Always verify the form is bound to an account with a valid certificate profile before sending a single invitation. Open the form in SCM, navigate to the Accounts tab, and confirm the account and profile appear in the list. Thirty seconds of verification here saves hours of troubleshooting later.
For EV certificates specifically, confirm organization validation approval has been received from Sectigo via email before you begin enrollment. Submitting an EV form with pending validation will not fail immediately — but the certificate will sit in a pending issuance state until validation clears, which creates confusion about whether the enrollment itself failed.
– PKI Security Administrator | Based on CA/Browser Forum CSBRs and Sectigo SCM Administrator Guide v1.4
Frequently Asked Questions
What role do I need in SCM to enroll a code signing certificate?
You need MRAO (Master Registration Authority Officer) administrator access. MRAO is the highest administrator role in SCM and is required to create certificate profiles and configure enrollment forms. Delegated administrators at lower privilege levels cannot complete the profile creation steps.
Is Key Attestation mandatory for all SCM accounts?

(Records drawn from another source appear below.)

PR #166, opened 2021-08-18
feat: support provider on different chain

cazala:
This PR adds several helper to allow our dapps to support native transactions on networks that currently are only supported via meta-transactions.

## Utils
+ Helper to send transactions within sagas, that automatically decides to either send a regular or a meta transaction:

```ts
function* sendWalletTransaction(
  contractData: ContractData, 
  getTransaction: (contractInstance: ethers.Contract) => TransactionRequest
)
```

Example:

```ts
const contract = getContract(ContractName.MANAToken, ChainId.MATIC_MAINNET)
const hash = yield sendWalletTransaction(contract, mana => mana.transfer('0x...', toWei(1)))
```

+ Helpers to disable certain parts of the UI:

`CheckChain` checks if a `chainId` is supported by the current provider. It always renders the children, and it provides a boolean `isSupported` to control the state of the children. If the chain is not supported, it adds a tooltip to the children pointing the user to the right network:

```tsx
<CheckChain chainId={ChainId.MATIC_MUMBAI}>
{isSupported => (...)}
</CheckChain>
```

Example:
Screen Shot 2021-08-18 at 4 59 55 PM

`<ChainButton>` is a wrapper of decentraland-ui's `<Button>` with an extra prop `chainId` that uses internally the `CheckChain` component from above. Since buttons are a common use case, and disabling a button needs special treatment (the disabled styles currently don't allow for a popup to work on a disabled button), I figured it would be handy to have a dedicated component for this.

```tsx
<ChainButton chainId={ChainId.MATIC_MUMBAI} onClick={...}/>Do Something</ChainButton>
```

Screen Shot 2021-08-18 at 5 00 04 PM

+ Also this PR adds the ability to change networks via a `switchNetworkRequest(chainId: ChainId)` action, and it added the functionality to the exisitng `WrongNetworkModal` to switch to the right network:

Screen Shot 2021-08-18 at 5 00 46 PM

I also added a new "partial support" modal to tell the user that they won't be able to use all the features in the dapp, and that they will need to pay for transaction costs:

Screen Shot 2021-08-18 at 5 00 21 PM

You can test these features in this deployment of the account dapp: https://account-gvglekji0-decentraland1.vercel.app/


src/modules/wallet/utils.ts
```diff
@@ -60,7 +76,124 @@ export async function buildWallet(): Promise<Wallet> {
...
     chainId
   }
 }
+
+async function getTargetNetworkProvider(chainId: ChainId) {
+  const networkProvider = await getNetworkProvider(chainId)
+  return new providers.Web3Provider(networkProvider)
+}
+
+export function* sendWalletTransaction(
```
LautaroPetaccio, line 89: Would you like to test this method?

src/modules/wallet/utils.ts
```diff
@@ -1,15 +1,29 @@
...
 } from '../../lib/eth'
 import { getChainConfiguration } from '../../lib/chainConfiguration'
-import { Networks, Wallet } from './types'
+import { AddEthereumChainParameters, Networks, Wallet } from './types'
+import { getAddress, getChainId } from './selectors'
+
+let TRANSACTIONS_API_URL = 'https://transactions-api.decentraland.co/v1'
+export const getTransactionsApiUrl = () => TRANSACTIONS_API_URL
+export const setTransactionsApiUrl = (url: string) =>
+  (TRANSACTIONS_API_URL = url)
```
LautaroPetaccio, line 26: This was left hardcoded here, we might want to get it from the configs.

src/lib/eth.ts
```diff
@@ -56,3 +61,12 @@ export function isDapperProvider() {
 export function isValidChainId(chainId: string | number) {
   return Object.values(ChainId).includes(Number(chainId))
 }
+
+export function getChainIdByNetwork(network: Network) {
+  const connectedChainId = getConnectedProviderChainId()
+  if (!connectedChainId) {
+    throw new Error('Could not get connected provider chain id')
+  }
+  const config = getChainConfiguration(connectedChainId)
```
LautaroPetaccio, line 70: This method doesn't fail if the chain configuration isn't found for that chain id. What's the desired output of this function?

LautaroPetaccio (changes requested):

src/containers/ChainButton/ChainButton.tsx
```diff
@@ -0,0 +1,20 @@
+import React from 'react'
+import { Button as ButtonComponent } from 'decentraland-ui'
+import { Props } from './ChainButton.types'
+import ChainCheck from '../ChainCheck'
+
+const disabledStyle = { opacity: 0.5, cursor: 'not-allowed', transform: 'none' }
```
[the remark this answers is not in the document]
cazala: We don't have CSS files on `decentraland-dapps`, and the current disabled styles of the `Button` don't let the `Popup` button work, because of the `pointer-events: none` rule.

src/modules/wallet/sagas.ts
```diff
@@ -157,6 +171,49 @@ function* handleConnectWalletSuccess() {
...
+  const provider: Provider | null = yield call(getConnectedProvider)
+  try {
+    if (!provider) {
+      throw new Error('Could not get provider')
+    }
+    const value: null = yield call([provider, 'request'], {
+      method: 'wallet_switchEthereumChain',
+      params: [{ chainId: '0x' + chainId.toString(16) }]
+    })
+    console.log('switch value', value)
```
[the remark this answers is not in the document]
cazala: Removed 👍

src/modules/wallet/sagas.ts
```diff
@@ -157,6 +171,49 @@ function* handleConnectWalletSuccess() {
...
+    yield put(switchNetworkSuccess(chainId))
+  } catch (switchError) {
+    // This error code indicates that the chain has not been added to MetaMask.
+    if (provider && switchError.code === 4902) {
+      try {
+        const value: null = yield call([provider, 'request'], {
+          method: 'wallet_addEthereumChain',
+          params: [getAddEthereumChainParameters(chainId)]
+        })
+        console.log('add value', value)
```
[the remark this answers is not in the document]
cazala: Removed 👍

src/lib/eth.ts
cazala: `getChainConfiguration(chainId: ChainId): ChainConfiguration` takes a `chainId` and always return a `ChainConfiguration` for all the values of the enum `ChainId`, so it can't return `null` or throw. 

This helper is used to get the `chainId` of a given `Network`. For instance, on the Account dapp we have several parts where we have the `Network` but we don't know the `chainId`, with this helper we can do:

```tsx
<ChainButton chainId={getChainIdByNetwork(network)}>
```

src/modules/translation/defaults/fr.json
```diff
@@ -32,9 +35,15 @@
...
-      "wrongNetwork": {
+      "wrong_network": {
         "header": "Mauvais réseau",
         "message": "Vous devez être connecté au réseau {expectedChainName} pour utiliser cette application, mais vous êtes actuellement connecté au réseau {currentChainName}."
+      },
+      "partially_supported_network": {
+        "header": "Réseau partiellement pris en charge",
+        "message": "Vous devez être connecté à {expectedChainName} pour utiliser toutes les fonctionnalités de cette application. De cette façon, toutes les transactions qui devraient se produire sur d'autres réseaux seraient envoyées en tant que méta-transactions. Étant donné que vous êtes actuellement connecté à {currentChainName}, vous ne pourrez utiliser que les fonctionnalités de cette application qui interagissent avec ce réseau particulier, et vous devrez payer les coûts de gaz de ces transactions.",
+        "switch_button": "Passer à {chainName}",
+        "continue_button": "Continuer sur {chainName}"
```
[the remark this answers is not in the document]
cazala: good catch! fixed it :)

src/containers/ChainButton/ChainButton.tsx
```diff
@@ -0,0 +1,20 @@
...
+
+export default class ChainButton extends React.PureComponent<Props> {
```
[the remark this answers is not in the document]
cazala: I stuck to the class since all the components in this repo are class components tbh, since that's the approach we are taking with the other repos (marketplace, builder, account).

src/containers/ChainCheck/ChainCheck.types.ts
```diff
@@ -0,0 +1,6 @@
+import { ChainId } from '@dcl/schemas'
+
+export type Props = {
+  chainId: ChainId
+  children: (enabled: boolean) => React.ReactNode | null
```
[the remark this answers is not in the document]
cazala: yep, good catch, removed

src/containers/ChainButton/ChainButton.tsx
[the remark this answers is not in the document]
LautaroPetaccio: Oh, that's right, we don't have a CSS processor here.

src/modules/wallet/utils.ts
cazala: The hardcoded value is the default value, but it's set via `createWalletSaga`, here: https://github.com/decentraland/decentraland-dapps/pull/166/files#diff-3653c3a63c9cf3d4372ba903dcd32fbf1778e41d2ce8ce6d4ceaec56a0c5aa03R237

src/modules/wallet/sagas.ts
```diff
@@ -157,6 +171,47 @@ function* handleConnectWalletSuccess() {
...
+    yield call([provider, 'request'], {
+      method: 'wallet_switchEthereumChain',
+      params: [{ chainId: '0x' + chainId.toString(16) }]
+    })
+    yield put(switchNetworkSuccess(chainId))
+  } catch (switchError) {
+    // This error code indicates that the chain has not been added to MetaMask.
+    if (provider && switchError.code === 4902) {
+      try {
+        yield call([provider, 'request'], {
```
LautaroPetaccio, line 190: This is something that I've discovered while reading the tests. As there's a test missing (the failing path of adding an Ethereum chain), the [Metamask docs](https://docs.metamask.io/guide/rpc-api.html#other-rpc-methods) say that the user might choose to switch to the other network after adding the network, but what if they don't? We'll be signaling a `switchNetworkSuccess` but we'll still be on the other network.

LautaroPetaccio (changes requested):

src/modules/wallet/sagas.ts
cazala: good catch! added a check after adding the network to verify the network chainId indeed changed, and also added a test for that case.

src/modules/wallet/selectors.ts
```diff
@@ -28,11 +29,11 @@ export const getNetwork = (state: any) =>
 export const getNetworks = (state: any) =>
   isConnected(state) ? getData(state)!.networks : undefined
 
+// This method is deprecated, it only returns the MANA balance on Ethereum, use getNetworks() to get the MANA balances on all the networks.
```
LautaroPetaccio, line 32: If you add a `@deprecated` JSDOC tag, the method name will be crossed and the deprecation notice will be shown.
[Doc on how to do it](https://jsdoc.app/tags-deprecated.html)

src/modules/wallet/sagas.spec.ts
```diff
@@ -82,12 +82,63 @@ describe('Wallet sagas', async () => {
...
+              [
+                matchers.call.fn(getConnectedProvider),
+                Promise.resolve(mockProvider)
+              ],
+              [
+                call([mockProvider, 'request'], {
+                  method: 'wallet_switchEthereumChain',
+                  params: [{ chainId: '0x1' }]
+                }),
+                Promise.reject(switchError)
```
LautaroPetaccio, line 114: This test is failing on the first switch, but it should return fail later.

LautaroPetaccio (changes requested):

src/modules/wallet/selectors.ts
cazala: done 👍

LautaroPetaccio (approved):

Key Attestation is required only when your SCM account has been configured to enforce it. However, the underlying HSM requirement is universal: since June 1, 2023, the CA/Browser Forum Baseline Requirements for Code Signing Certificates mandate that all private keys be generated on a FIPS 140-2 Level 2 (or Common Criteria EAL 4+) certified hardware module, for both OV and EV certificates.
What CSR format does SCM require for code signing enrollment?
SCM requires a CSR in PEM (Privacy Enhanced Mail) format. This is a base64-encoded file that typically begins with "-----BEGIN CERTIFICATE REQUEST-----". DER-encoded CSRs are not accepted in the enrollment form and will return a format error.
Can the same certificate profile be used by multiple organizations?
No. A certificate profile must be individually delegated to each organization via Organization > Certificate Settings. When you save a profile, it is not automatically shared. Administrators managing multiple organizations must repeat the delegation step for each one.
What is the difference between Email Confirmation and Secret ID authentication on the enrollment form?
Email Confirmation sends a one-time link to the requester's inbox that they must verify before accessing the form - this suits most managed enterprise environments. Secret ID provides a static passphrase known to both the administrator and requester, which is more flexible for batch enrollments but carries a higher risk if the secret is shared insecurely.
Do I need to complete EV validation before creating the certificate profile?
No, you can create the EV profile at any time. But you cannot submit the enrollment form and receive an issued certificate until Sectigo has approved both the organization validation and the extended validation for your account. OV enrollment has no pre-approval requirement beyond having a valid SCM account and a configured profile.